Bob's Making A Movie, And He Needs Help
By: Elsa H. Partan
A Mashpee man is seeking actors and a film crew for a movie he plans to make on Cape Cod.
The comedy is one of a number of diverse projects from the mind of Robert B. Wilds, a jovial, self-taught naturalist who worked for more than 25 years as a whale watch guide in Barnstable and Bar Harbor, Maine, before publishing a novel and writing several screenplays. On the side, he gives kayak tours in Yarmouth, drives a limousine, and is co-founder of a natural baby wipe company.
“Everything I’ve done, I’ve either been really successful or really unsuccessful at it,” Mr. Wilds said, laughing as he leaned over his dining room table. “But I’m tenacious.”
The man Mr. Wilds has chosen as director for the movie, Steven J. Martin of Yarmouth, agreed. “And you could call him a pain...plenty of other people do,” he said. “You can quote me on that.”
In 2008, Mr. Wilds pitched his comedy, “Whale Watch,” to a movie studio in Los Angeles. They liked it and encouraged him to hold on while they decided whether to accept it. By 2009, he was tired of waiting and decided to make the film himself.
“In Hollywood, you can die of enthusiasm,” he said. “It’s one of the most accurate truisms. They just loved it. I had already envisioned the premiere and the awards before I found out they decided to do another film.”
It was a turning point. “I was 60 and didn’t want to be 70 and be thinking, ‘I wish someone could call me back.’ ”
Two weeks ago, he launched the website Bob’s Making a Movie! to invite aspiring actors, directors, scriptwriters, crew assistants, and digital animators to join him and get paid for their work. Applicants can submit their audition tapes on YouTube or audition live at a number of events next year.
The people who audition for the 34 acting roles plus crew positions for “Whale Watch” will be the same people who will bankroll the movie, Mr. Wilds explained.
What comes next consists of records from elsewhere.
Issue #1908, opened 2021-11-20
rlinks: Implement `stop_link`


om26er:
The `stop_link` API is not implemented. This can be very useful when writing tests for rlinks.

Imagine a static router config with three different router workers, all started but not connected to each other. The ability to start and stop links dynamically could make that we can tests a whole bunch of different scenarios, without too much hassle.

om26er:
Here is the relevant API https://github.com/crossbario/crossbar/blob/b9799d2ac6667a97373db0549d2055fff97d784c/crossbar/worker/rlink.py#L891

oberstet:
Yes, that would be useful to have, agreed. Eg it would also allow to orchestrate more complex integration tests ... some already exist in commented form, eg https://github.com/crossbario/crossbar/blob/b9799d2ac6667a97373db0549d2055fff97d784c/test/test_cli_1.sh#L104

PR #2019, opened 2022-05-31
Implement rlink stop

om26er:
Fix for https://github.com/crossbario/crossbar/issues/1908

### DIFF
--- a/crossbar/worker/rlink.py
+++ b/crossbar/worker/rlink.py
@@ -674,13 +674,14 @@ class RLinkRemoteSession(BridgeSession):
 
 
 class RLink(object):
-    def __init__(self, id, config, started=None, started_by=None, local=None, remote=None):
+    def __init__(self, id, config, started=None, started_by=None, local=None, remote=None, remote_runner=None):
         assert type(id) == str
         assert isinstance(config, RLinkConfig)
         assert started is None or type(started) == int
         assert started_by is None or isinstance(started_by, RLinkConfig)
         assert local is None or isinstance(local, RLinkLocalSession)
         assert remote is None or isinstance(remote, RLinkLocalSession)
+        assert remote_runner is None or isinstance(remote_runner, ApplicationRunner)
 
         # link ID
         self.id = id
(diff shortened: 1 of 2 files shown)


oberstet:
ah, right, stopping rlinks;) couple of notes/feedback:

The PR expands the constructor of `RLink` to forward a reference to `ApplicationRunner` - it could use `ComponentConfig.runner`:

https://github.com/crossbario/autobahn-python/blob/master/autobahn/twisted/wamp.py#L234
https://github.com/crossbario/autobahn-python/blob/0090f300fa9e2d4a1ef2a44ee15241a9ad9ba4f3/autobahn/wamp/types.py#L109

The actual stopping doesn't run async (it will always immediately return) and doesn't wait for stuff actually stopped. It also doesn't care much if errors during stopping occurs ..

Stopping rlinks should be added (uncommented) in tests. In general, tests for this functionality? eg

```
/home/oberstet/scm/crossbario/crossbar/test/functests/cfctests/test_cfc_rlink_mesh.py:            u"crossbarfabriccenter.remote.router.start_router_realm_link",
/home/oberstet/scm/crossbario/crossbar/test/functests/cfctests/test_cfc_rlinks.py:            result = yield management_session.call('crossbarfabriccenter.remote.router.start_router_realm_link', node_id, worker_id, realm_id, link_id, link_config)
```

Stopping of rlinks (start_router_realm) should be added to the orchestration code
https://github.com/crossbario/crossbar/blob/541ffa448225f3ec6d63fea83a997a601270e54f/crossbar/master/arealm/arealm.py#L970

That is: once an **arealm** is stopped via the master node, which first should only marks the arealm as "stopping"

https://github.com/crossbario/crossbar/blob/541ffa448225f3ec6d63fea83a997a601270e54f/crossbar/master/arealm/arealm.py#L1527
https://github.com/crossbario/crossbar/blob/541ffa448225f3ec6d63fea83a997a601270e54f/crossbar/master/arealm/arealm.py#L1566

and then stop all rlinks, and the actual application realm in the respective workers. and while doing so publish meta events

To get a chance to try out, a person must purchase a package of T-shirts, hats and bumper stickers that range from $35 to $250. The applicants who are not selected are eligible to appear in a crowd of 400 extras.
“We figured out we have to sell 15,000 actor-actress packages,” to meet the razor-thin movie budget of $328,000, Mr. Wilds said. He has not ruled out investor money, either, he said.
“It’s amazing how people come out of the woodwork, he said. “We might get stampeded by people who want to get into the movie.”
The hero of “Whale Watch” is Whale Watch is Herman Melville Jr., a whale watch captain with a deep love for marine mammals. He operates the last privately owned whale watch boat because the rest have been acquired by the Mafia and turned into whale hunting ships. The story turns on his attempts to keep his business alive as the Mafia tries to take it over.
The movie’s examples of bad tourist behavior come from Mr. Wilds’s many years as a whale watch guide. The list of characters includes Girl Scouts, Hassidic Jews, midgets, a busty blond with a small dog, a blind man, a real bear and a real orangutan, and a Mafia don named Don Sal Monella, according to the website.
Auditions should wrap up this spring and filming on Cape Cod should start in May, Mr. Wilds said. The only experienced people working on the film will be the technical crew, Mr. Martin said, although they will gladly hire inexperienced assistants.
Mr. Wilds picked Mr. Martin as the director for the movie after reading his work at the Cape Cod Writers Association’s Screen Writers Group. Mr. Martin, who recently returned to Yarmouth after teaching literature and language in Japan for a decade, has written several screenplays as a hobby. Despite his habit of watching up to three movies a week at the theater, he had never tried to get his work made into films.
“Bob was surprised to find out that I go to these [writing] things for fun,” Mr. Martin said.
Mr. Martin said he loves the “David and Goliath” aspect of what Mr. Wilds is doing. The big movie houses only make half the number of films they did a decade ago, leaving many creative people with little chance of getting their ideas on screen, he said.
“The hell with them,” he said. “This is more fun anyway.”
Once “Whale Watch” is produced, the pair has four other film concepts ready to go into production, using scripts written by Mr. Wilds.
The drama “95 North” deals with the social conflicts that arise when a Vietnamese family moves to Bar Harbor. “Muddy Water” is a mystery and drama that uses the assassination of President John F. Kennedy as its starting point, while “Forty-Three” is set in a run-down café and involves a serial killer. “Millennia” is an animated film set in an undersea fantasy world that is based on Mr. Wilds’s self-published book.
There are other ideas, too, including ones that did not make it onto the casting call poster yet. Mr. Martin is working on a comedy inspired by the Chilean mine rescue.
“We could produce seven films in five years,” Mr. Wilds said.
One goal of making the movie is to give other amateurs a chance to break into movie making, Mr. Wilds said.
Mr. Martin agreed. “The purpose really transcends the film itself,” he said. “It’s the idea that there shouldn’t be a stronghold on art and entertainment.”